(DATASET)
PR #1310, opened 2018-12-12
send r6 compatible poke

ldennis:
.

### DIFF
--- a/db/osqlcomm.c
+++ b/db/osqlcomm.c
@@ -48,6 +48,7 @@
 #include "views.h"
 #include "str0.h"
 #include "sc_struct.h"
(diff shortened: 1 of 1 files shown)


db/osqlcomm.c
```diff
@@ -3444,8 +3445,8 @@ int osql_comm_send_poke(char *tohost, unsigned long long rqid, uuid_t uuid,
 
         poke.tstamp = comdb2_time_epoch();
 
-        poke.from = 0;
-        poke.to = 0;
+        poke.from = nodenum(gbl_mynode);
```
akshatsikarwar: Use `gbl_mynodeid`

PR #1316, opened 2018-12-14
Register database tunables in a more memory friendly way.

riverszhang89:
`gbl_tunables->array` is only used by the tunables system table to loop through all the tunables, which can be replaced by invoking hash_next() on `gbl_tunables->hash`.
This reduces the memory footprint of the tunables system by ~800KiB.


riverszhang89:
The pull request is passing robomark as well:

```
cdb2test   Dec 14 12:52:15 2018  in-comdb2db malloc2.R20181214.5
```

@nirbhayc and @mponomar Thank you for the review.

PR #1323, opened 2018-12-15
Another dumb bug breaking robomark

markhannum:
Don't try to grab a mutex before its initialized


markhannum:
The sc_tableversion failure failed in verify with 'table does not exist'.  This is a real error, but not related to this pr.

PR #1975, opened 2019-12-09
Remove sess->initstart because it is unnecessary 

adizaimi:
* remove sess->initstart because it is unnecessary 
* sess->start is renamed to startus


db/osqlsession.c
```diff
@@ -430,8 +430,8 @@ int osql_sess_test_slow(osql_sess_t *sess)
  */
 void osql_sess_getsummary(osql_sess_t *sess, int *tottm, int *rtt, int *rtrs)
 {
-    *tottm = sess->end - sess->initstart;
-    *rtt = sess->end - sess->start;
+    *tottm = U2M(sess->endus - sess->startus);
```
dorinhogea: Please remove redundant argument from call

adizaimi: Done.

adizaimi:
Thank you Dorin.

PR #1978, opened 2019-12-11
fix regression do not try to run bplogs ending with an osql_xerr

dorinhogea:
Regression introduced in https://github.com/bloomberg/comdb2/pull/1960.
Normally, if a bplog ends with an OSQL_XERR packet (because replicant decided to abort the sql transaction), the bplog is not processed and we simply discard it.  After the PR, the log is processed, aborted, db spews (since it is not expected to process an OSQL_XERR), but albeit the extra-work, things are normal (therefore the regression tests did not capture the issue).


dorinhogea:
chat rubberstamped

(EXERCISE REQUIREMENTS) Could you give the records above again, exactly and in full?

(RESPONSE AREA)
PR #1310, opened 2018-12-12
send r6 compatible poke

ldennis:
.

### DIFF
--- a/db/osqlcomm.c
+++ b/db/osqlcomm.c
@@ -48,6 +48,7 @@
 #include "views.h"
 #include "str0.h"
 #include "sc_struct.h"
(diff shortened: 1 of 1 files shown)


db/osqlcomm.c
```diff
@@ -3444,8 +3445,8 @@ int osql_comm_send_poke(char *tohost, unsigned long long rqid, uuid_t uuid,
 
         poke.tstamp = comdb2_time_epoch();
 
-        poke.from = 0;
-        poke.to = 0;
+        poke.from = nodenum(gbl_mynode);
```
akshatsikarwar: Use `gbl_mynodeid`

PR #1316, opened 2018-12-14
Register database tunables in a more memory friendly way.

riverszhang89:
`gbl_tunables->array` is only used by the tunables system table to loop through all the tunables, which can be replaced by invoking hash_next() on `gbl_tunables->hash`.
This reduces the memory footprint of the tunables system by ~800KiB.


riverszhang89:
The pull request is passing robomark as well:

```
cdb2test   Dec 14 12:52:15 2018  in-comdb2db malloc2.R20181214.5
```

@nirbhayc and @mponomar Thank you for the review.

PR #1323, opened 2018-12-15
Another dumb bug breaking robomark

markhannum:
Don't try to grab a mutex before its initialized


markhannum:
The sc_tableversion failure failed in verify with 'table does not exist'.  This is a real error, but not related to this pr.

PR #1975, opened 2019-12-09
Remove sess->initstart because it is unnecessary 

adizaimi:
* remove sess->initstart because it is unnecessary 
* sess->start is renamed to startus


db/osqlsession.c
```diff
@@ -430,8 +430,8 @@ int osql_sess_test_slow(osql_sess_t *sess)
  */
 void osql_sess_getsummary(osql_sess_t *sess, int *tottm, int *rtt, int *rtrs)
 {
-    *tottm = sess->end - sess->initstart;
-    *rtt = sess->end - sess->start;
+    *tottm = U2M(sess->endus - sess->startus);
```
dorinhogea: Please remove redundant argument from call

adizaimi: Done.

adizaimi:
Thank you Dorin.

PR #1978, opened 2019-12-11
fix regression do not try to run bplogs ending with an osql_xerr

dorinhogea:
Regression introduced in https://github.com/bloomberg/comdb2/pull/1960.
Normally, if a bplog ends with an OSQL_XERR packet (because replicant decided to abort the sql transaction), the bplog is not processed and we simply discard it.  After the PR, the log is processed, aborted, db spews (since it is not expected to process an OSQL_XERR), but albeit the extra-work, things are normal (therefore the regression tests did not capture the issue).


dorinhogea:
chat rubberstamped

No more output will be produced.